There's already a few glitches going on with this cycle (besides the yellow dog being sick and the office move). The delivery of my FSH was timed so it would be sent to the spouse's workplace before my period came. Somehow they failed to notify him when the meds were delivered. My period (and PMS) arrived, and the meds were not yet in my hands. Only when I was close to hysterics did the spouse finally start making calls and asking questions, until the meds showed up. Thankfully, the icepacks were still half frozen by the time we got them.

My FSH dose was supposed to increase by 50%, but I got the same amount I got last cycle. My doctor said that would not be a problem, since I could get a refill. But the insurance said I cannot get a refill without the doctor requesting it first. So once more, I am frantically sending emails, hoping the rest of the FSH will arrive on time.

Today was my first day of injections.
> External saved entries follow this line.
PR #356, opened 2019-03-08
Add API code and types for the compare API

### LINKED ISSUE #358: Add API logic to fetch a diff
Supports #111

willdurand:
Fixes #358

---

This patch adds some code to call the Compare API (not released yet) and some types.

### DIFF
--- a/src/api/index.tsx
+++ b/src/api/index.tsx
@@ -3,7 +3,7 @@ import log from 'loglevel';
 import { ApiState } from '../reducers/api';
 import { ExternalUser } from '../reducers/users';
 import {
-  ExternalVersion,
+  ExternalVersionWithContent,
   ExternalVersionWithDiff,
   ExternalVersionsList,
 } from '../reducers/versions';
@@ -119,7 +119,7 @@ export const getVersion = async ({
   addonId,
   versionId,
 }: GetVersionParams) => {
-  return callApi<ExternalVersion>({
+  return callApi<ExternalVersionWithContent>({
     apiState,
     endpoint: `reviewers/addon/${addonId}/versions/${versionId}`,
     query: path ? { file: path } : undefined,
--- a/src/api/index.tsx
+++ b/src/api/index.tsx
@@ -2,7 +2,11 @@ import log from 'loglevel';
 
 import { ApiState } from '../reducers/api';
 import { ExternalUser } from '../reducers/users';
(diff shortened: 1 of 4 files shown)


willdurand:
I updated a type and added some more documentation for the TS synrax.

src/api/index.tsx
```diff
@@ -151,3 +155,25 @@ export const getCurrentUser = async (apiState: ApiState) => {
...
+  addonId,
+  apiState,
+  baseVersionId,
+  headVersionId,
+  path,
+}: GetDiffParams) => {
+  return callApi<ExternalVersionWithDiff>({
+    apiState,
+    endpoint: `reviewers/addon/${addonId}/versions/${baseVersionId}/compare_to/${headVersionId}`,
+    query: path ? { file: path } : undefined,
```
bobsilverberg: When would we not have a path? I guess this is the default screen, where no file has been chosen yet (like with the Browse page)?

src/reducers/versions.tsx
```diff
@@ -80,6 +80,55 @@ export type ExternalVersion = {
...
+  old_path: string;
+  parent: string;
+  path: string;
+  size: number;
+};
+
+// An `ExternalVersionFileWithDiff` object is very similar to an
+// `ExternalVersionFile` object: instead of having a `content` field, it has a
+// `diff` field.
+export type ExternalVersionFileWithDiff = Pick<
```
bobsilverberg: I've not seen this `Pick` syntax before. It's pretty cool. 👍

bobsilverberg: I wonder about the naming, though. These new types are called `ExternalVersionFileWithDiff` and `ExternalVersionWithDiff`, which means that the existing types are just called `ExternalVersionFile` and `ExternalVersion`. That means we are making an assumption about what these "default" types contain. Should those be renamed to `ExternalVersionFileWithFile` and `ExternalVersionWithFile` to make it more explicit what each type contains?

src/api/index.tsx
willdurand: Yep, exactly. This is very similar to the Browse API endpoint. There is a default file.

src/reducers/versions.tsx
willdurand: That would make all the version types more consistent.

willdurand: I believe it should be something `ExternalVersionFileWithContent` and `ExternalVersionWithContent` though.

PR #361, opened 2019-03-08
Add `createInternalDiffs` function to `versions` reducer

### LINKED ISSUE #359: Map API diff response to an internal representation needed for `react-diff-view`
Supports #111

willdurand:
Fixes #359 
~~⚠️ Depends on #356~~

---

This patch adds a function to map the diff part of the Compare API response to the internal representation needed for `react-diff-view`. It needs #356 which adds types.

Only the second commit is relevant here.

### DIFF
--- a/src/reducers/versions.spec.tsx
+++ b/src/reducers/versions.spec.tsx
@@ -698,7 +698,7 @@ describe(__filename, () => {
           externalDiff.new_ending_new_line,
         );
 
-        // These props will be tested later.
+        // These props will be tested in a different test case below.
         expect(diff).toHaveProperty('type');
         expect(diff).toHaveProperty('hunks');
       });
@@ -748,7 +748,7 @@ describe(__filename, () => {
         expect(hunk).toHaveProperty('oldStart', externalHunk.old_start);
         expect(hunk).toHaveProperty('newStart', externalHunk.new_start);
 
-        // This prop will be tested later.
+        // This prop will be tested in a different test case below.
         expect(hunk).toHaveProperty('changes');
       });
     });
@@ -782,7 +782,7 @@ describe(__filename, () => {
           externalChange.new_line_number,
         );
 
-        // These props will be tested later.
+        // These props will be tested in a different test case below.
         expect(change).toHaveProperty('lineNumber');
         expect(change).toHaveProperty('isDelete');
         expect(change).toHaveProperty('isInsert');
--- a/src/reducers/versions.spec.tsx
+++ b/src/reducers/versions.spec.tsx
@@ -1,9 +1,11 @@
 import { getType } from 'typesafe-actions';
 
 import reducer, {
+  ExternalVersionWithDiff,
   ExternalVersionsList,
   VersionEntryType,
   actions,
+  createInternalDiffs,
   createInternalVersion,
   createInternalVersionAddon,
   createInternalVersionEntry,
@@ -18,6 +20,7 @@ import reducer, {
   initialState,
 } from './versions';
 import {
+  fakeExternalDiff,
   fakeVersion,
   fakeVersionAddon,
   fakeVersionEntry,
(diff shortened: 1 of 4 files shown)


willdurand:
Rebased 😎

src/reducers/versions.tsx
```diff
@@ -428,6 +431,64 @@ export const fetchVersionsList = ({
...
+  headVersionId: number;
+};
+
+// This function returns an array of objects compatible with `react-diff-view`.
+export const createInternalDiffs = ({
+  baseVersionId,
+  headVersionId,
+  version,
+}: CreateInternalDiffParams) => {
+  const GIT_STATUS_TO_TYPE: { [mode: string]: string } = {
```
bobsilverberg: Should this be an `enum` somewhere to enforce the fact that `type` needs to be one of these strings? Currently `type` in `DiffInfo` is just defined as `string`.

src/reducers/versions.tsx
```diff
@@ -428,6 +431,64 @@ export const fetchVersionsList = ({
   };
 };
 
+type CreateInternalDiffParams = {
```
bobsilverberg: This type is called `CreateInternalDiffParams` but the function is called `createInternalDiffs`. Note the `diff` in the former but `diffs` in the latter.

src/reducers/versions.tsx
```diff
@@ -428,6 +431,64 @@ export const fetchVersionsList = ({
...
+    R: 'rename',
+  };
+
+  return version.file.diff.map(
+    (diff: ExternalDiff): DiffInfo => {
+      return {
+        newRevision: String(headVersionId),
+        oldRevision: String(baseVersionId),
+        hunks: diff.hunks.map((hunk: ExternalHunk) => ({
+          changes: hunk.changes.map((change: ExternalChange) => ({
```
bobsilverberg: Observation: Sometimes we extract functions for these, such as `createInternalChange` and `createInternalHunk`, but I guess if you don't need to call those anywhere else (we often need them in tests), then there's no reason to extract them into their own functions.

src/reducers/versions.spec.tsx
```diff
@@ -616,4 +619,237 @@ describe(__filename, () => {
...
+        );
+
+        // These props will be tested later.
+        expect(diff).toHaveProperty('type');
+        expect(diff).toHaveProperty('hunks');
+      });
+    });
+
+    it.each([
+      ['add', 'A'],
```
bobsilverberg: It seems like if you made these into an `enum` that could also be used in the test.

src/reducers/versions.spec.tsx
```diff
@@ -616,4 +619,237 @@ describe(__filename, () => {
       });
     });
   });
+
+  describe('createInternalDiffs', () => {
```
bobsilverberg: I like the approach you took with this, deferring the tests for more "nested" data for a test to be executed later. I think what we've done in the past is created helper methods like `createInternalChange` and `createInternalHunk` and then used those in the tests for assertions, and then we've also had to include tests for the helper methods themselves. This (what you've done here) seems like a reasonable approach to me, but I thought I'd point out that it's different from what we've done in the past.

src/reducers/versions.spec.tsx
```diff
@@ -616,4 +619,237 @@ describe(__filename, () => {
...
+        expect(diff).toHaveProperty(
+          'oldEndingNewLine',
+          externalDiff.old_ending_new_line,
+        );
+        expect(diff).toHaveProperty(
+          'newEndingNewLine',
+          externalDiff.new_ending_new_line,
+        );
+
+        // These props will be tested later.
```
bobsilverberg: Nit: When I first encountered this comment I thought you meant this was being deferred to a follow-up, so maybe saying something like "These props will be tested in a different test case below." would make it a bit clearer?

src/reducers/versions.spec.tsx
```diff
@@ -616,4 +619,237 @@ describe(__filename, () => {
...
+      const change = diff.hunks[0].changes[0];
+
+      expect(change).toHaveProperty('type', type);
+      expect(change).toHaveProperty('isDelete', false);
+      expect(change).toHaveProperty('isInsert', true);
+      expect(change).toHaveProperty('isNormal', false);
+      expect(change).toHaveProperty('lineNumber', newLineNumber);
+    });
+
+    it('creates "normal" changes', () => {
```
bobsilverberg: Nit: You have individual tests for each of the change types, but there is no test that deals with a diff with multiple changes, and verifies that each of them are properly translated and the resulting InternalDiff is accurate. Maybe we don't need that, but it feels to me like something is missing.

src/reducers/versions.tsx
willdurand: If we can do the exact same thing (i.e. not using a switch/case), then why not.

src/reducers/versions.tsx
willdurand: ah oops, typo

src/reducers/versions.tsx
willdurand: A `hunk` or a `change` per se does not have much value.

src/reducers/versions.spec.tsx
willdurand: :+1:

src/reducers/versions.spec.tsx
willdurand: In `creates changes from external diff changes`, we iterate over a set of `changes` so we have that. Given that the test case highlighted above (and the similar ones) always assert the first `change`, we can conclude that if it works for the first one and we have multiple changes, the same logic will be applied to all changes.

src/reducers/versions.tsx
willdurand: Ah! There are string enums: https://www.typescriptlang.org/docs/handbook/enums.html 🏆

willdurand: So... enums don't work in declaration files apparently: https://lukasbehal.com/2017-05-22-enums-in-declaration-files/.

I tried and failed. `enum` is never exported. I introduced a union type instead and we get what we want in the end: type safety on `type`.

src/reducers/versions.spec.tsx
willdurand: As explained above, `enum` does not work.

src/reducers/versions.tsx
bobsilverberg: > enums don't work in declaration files 

That's too bad. Oh well.

PR #364, opened 2019-03-08
Display a friendly file size in the FileMetadata component

### LINKED ISSUE #355: Display a friendly file size in the FileMetadata component
Depends on #345

Currently, the size of a file is displayed in bytes, which is the number that is returned to us by the API. The old version of reviewer tools displays this in a friendlier format (e.g., in "KiB").

We should decide if we need to do that for code-manager, and if so, include code to do the conversion/translation. There is existing code in addons-frontend that I wrote for the versions page which does this, so this can be as simple as porting that code over to code-manager.

I imagine this should be an "mvp" issue, as opposed to "mvp-polish", but we can discuss that. @wagnerand What is your opinion on that?

Note that I am formatting the sizes using [`iec` notation](https://en.wikipedia.org/wiki/Binary_prefix#IEC_prefixes), which appears to be what the current review tools use.

bobsilverberg:
Fixes #355


bobsilverberg:
> I'd rather see the formatting logic in the UI because that's part of the UI. We should keep the raw data as is IMO (or add a distinct formatted_size prop).

Fair enough. I'll make this depend on #345 again and make the changes in that component.

bobsilverberg:
Ok, this is now built on top of #345, so only the second commit in here is relevant.

bobsilverberg:
Thanks @willdurand. It's now been rebased.

bobsilverberg:
Oops, I see that CI is failing. I didn't test after rebasing (silly me). I'm about to go to training, but I will address these failures when I get back.

bobsilverberg:
CI seems to be happy with this now.

src/components/FileMetadata/index.spec.tsx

I talked to the spouse about using the same dose as last cycle so the meds would last longer, but he convinced me to put all my faith in the system and inject the correct dose, hoping that the mess will be solved, otherwise I will run out of FSH by day seven.

By the way, he hates needles. He runs away when I am injecting myself. This time I explained that, even if I don't mind needles, I do hate doing this on my own, as if this were exclusively my problem and he had nothing to do with it. I made him stay with me and watch the whole rite: Disinfecting the area, uncapping the vials, extracting the saline with a syringe, and mixing it with the freeze dried hormone, one vial after the other. He cringed when I disinfected my belly and injected myself. When I was done, we hugged.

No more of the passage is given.